* **Exercise data**:
========================================

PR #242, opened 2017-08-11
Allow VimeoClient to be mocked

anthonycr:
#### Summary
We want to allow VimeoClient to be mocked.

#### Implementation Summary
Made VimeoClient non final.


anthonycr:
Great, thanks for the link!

========================================

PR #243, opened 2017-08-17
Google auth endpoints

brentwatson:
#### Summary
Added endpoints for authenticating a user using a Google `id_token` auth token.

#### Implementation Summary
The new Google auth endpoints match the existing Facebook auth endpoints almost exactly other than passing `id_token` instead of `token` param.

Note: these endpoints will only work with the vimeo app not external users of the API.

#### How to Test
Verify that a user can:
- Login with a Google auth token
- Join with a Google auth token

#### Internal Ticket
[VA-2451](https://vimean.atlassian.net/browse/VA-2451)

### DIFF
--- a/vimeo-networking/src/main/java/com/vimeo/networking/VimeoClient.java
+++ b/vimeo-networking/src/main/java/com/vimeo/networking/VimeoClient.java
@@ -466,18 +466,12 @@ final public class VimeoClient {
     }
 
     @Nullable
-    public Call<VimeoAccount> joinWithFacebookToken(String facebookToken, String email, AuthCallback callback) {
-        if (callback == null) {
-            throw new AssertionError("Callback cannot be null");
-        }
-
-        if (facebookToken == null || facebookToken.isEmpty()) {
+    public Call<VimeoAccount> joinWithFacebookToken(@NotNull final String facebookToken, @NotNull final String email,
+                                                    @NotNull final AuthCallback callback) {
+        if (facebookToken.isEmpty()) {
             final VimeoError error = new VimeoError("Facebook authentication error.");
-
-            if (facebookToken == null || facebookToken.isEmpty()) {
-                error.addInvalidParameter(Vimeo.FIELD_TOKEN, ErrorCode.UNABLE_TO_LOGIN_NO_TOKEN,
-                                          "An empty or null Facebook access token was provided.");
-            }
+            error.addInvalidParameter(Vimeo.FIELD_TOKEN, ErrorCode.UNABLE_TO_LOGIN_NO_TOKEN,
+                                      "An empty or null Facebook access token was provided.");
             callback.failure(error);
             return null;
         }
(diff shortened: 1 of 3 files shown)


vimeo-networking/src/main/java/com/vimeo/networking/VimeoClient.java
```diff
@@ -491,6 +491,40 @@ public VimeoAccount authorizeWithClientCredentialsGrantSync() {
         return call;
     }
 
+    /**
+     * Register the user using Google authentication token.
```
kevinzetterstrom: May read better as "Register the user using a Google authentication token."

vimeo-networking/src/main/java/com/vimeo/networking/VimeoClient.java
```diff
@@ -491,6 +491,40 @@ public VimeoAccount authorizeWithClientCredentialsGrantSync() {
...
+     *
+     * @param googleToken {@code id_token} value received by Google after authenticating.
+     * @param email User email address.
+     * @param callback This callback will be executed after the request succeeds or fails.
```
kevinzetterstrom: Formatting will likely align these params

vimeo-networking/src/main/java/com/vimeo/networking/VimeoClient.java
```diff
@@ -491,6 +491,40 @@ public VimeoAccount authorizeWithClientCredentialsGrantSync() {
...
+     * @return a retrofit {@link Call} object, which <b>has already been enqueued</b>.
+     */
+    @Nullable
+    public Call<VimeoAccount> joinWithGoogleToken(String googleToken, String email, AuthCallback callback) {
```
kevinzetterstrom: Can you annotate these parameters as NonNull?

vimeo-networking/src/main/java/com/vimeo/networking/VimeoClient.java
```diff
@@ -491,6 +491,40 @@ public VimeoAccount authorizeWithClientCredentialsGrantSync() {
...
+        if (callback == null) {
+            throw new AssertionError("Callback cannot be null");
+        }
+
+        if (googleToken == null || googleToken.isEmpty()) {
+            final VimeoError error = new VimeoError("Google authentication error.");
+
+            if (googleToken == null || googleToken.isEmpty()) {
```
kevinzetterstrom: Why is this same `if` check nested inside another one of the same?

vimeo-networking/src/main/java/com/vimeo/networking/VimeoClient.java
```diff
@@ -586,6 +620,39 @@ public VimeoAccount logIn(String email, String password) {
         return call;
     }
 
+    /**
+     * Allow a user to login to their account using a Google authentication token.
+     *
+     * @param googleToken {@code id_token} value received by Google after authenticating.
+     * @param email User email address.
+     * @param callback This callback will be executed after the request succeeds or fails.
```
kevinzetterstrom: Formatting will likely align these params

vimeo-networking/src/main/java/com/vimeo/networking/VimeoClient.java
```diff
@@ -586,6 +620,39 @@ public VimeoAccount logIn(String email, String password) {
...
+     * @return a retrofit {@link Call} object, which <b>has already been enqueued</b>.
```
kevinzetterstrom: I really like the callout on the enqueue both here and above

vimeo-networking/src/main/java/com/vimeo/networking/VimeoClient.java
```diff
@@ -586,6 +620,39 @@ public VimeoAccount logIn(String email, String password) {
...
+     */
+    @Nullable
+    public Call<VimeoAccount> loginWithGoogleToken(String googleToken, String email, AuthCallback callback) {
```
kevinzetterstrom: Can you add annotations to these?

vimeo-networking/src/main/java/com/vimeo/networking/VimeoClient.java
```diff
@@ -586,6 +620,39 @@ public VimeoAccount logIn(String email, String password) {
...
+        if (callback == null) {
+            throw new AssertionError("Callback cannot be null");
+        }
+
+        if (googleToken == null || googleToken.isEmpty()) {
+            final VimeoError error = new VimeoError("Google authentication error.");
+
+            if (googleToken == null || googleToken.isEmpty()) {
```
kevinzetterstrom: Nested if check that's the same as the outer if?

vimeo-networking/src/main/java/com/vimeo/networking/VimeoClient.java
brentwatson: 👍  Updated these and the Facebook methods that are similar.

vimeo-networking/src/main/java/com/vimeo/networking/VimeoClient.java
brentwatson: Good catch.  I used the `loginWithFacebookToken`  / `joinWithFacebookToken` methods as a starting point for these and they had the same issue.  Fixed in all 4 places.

========================================

* **Problem**: Please find each line in the records above that holds the word "NotNull", and copy it.

* **Solution**:
+    public Call<VimeoAccount> joinWithFacebookToken(@NotNull final String facebookToken, @NotNull final String email,
+                                                    @NotNull final AuthCallback callback) {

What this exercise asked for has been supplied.